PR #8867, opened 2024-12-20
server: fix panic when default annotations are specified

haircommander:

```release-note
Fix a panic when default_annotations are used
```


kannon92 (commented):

★ ★ ★

▸ **WORK REQUEST**
Reproduce the preceding entries exactly and completely.

▸ **EXERCISE ANSWER**
PR #8867, opened 2024-12-20
server: fix panic when default annotations are specified

haircommander:

```release-note
Fix a panic when default_annotations are used
```


kannon92 (commented):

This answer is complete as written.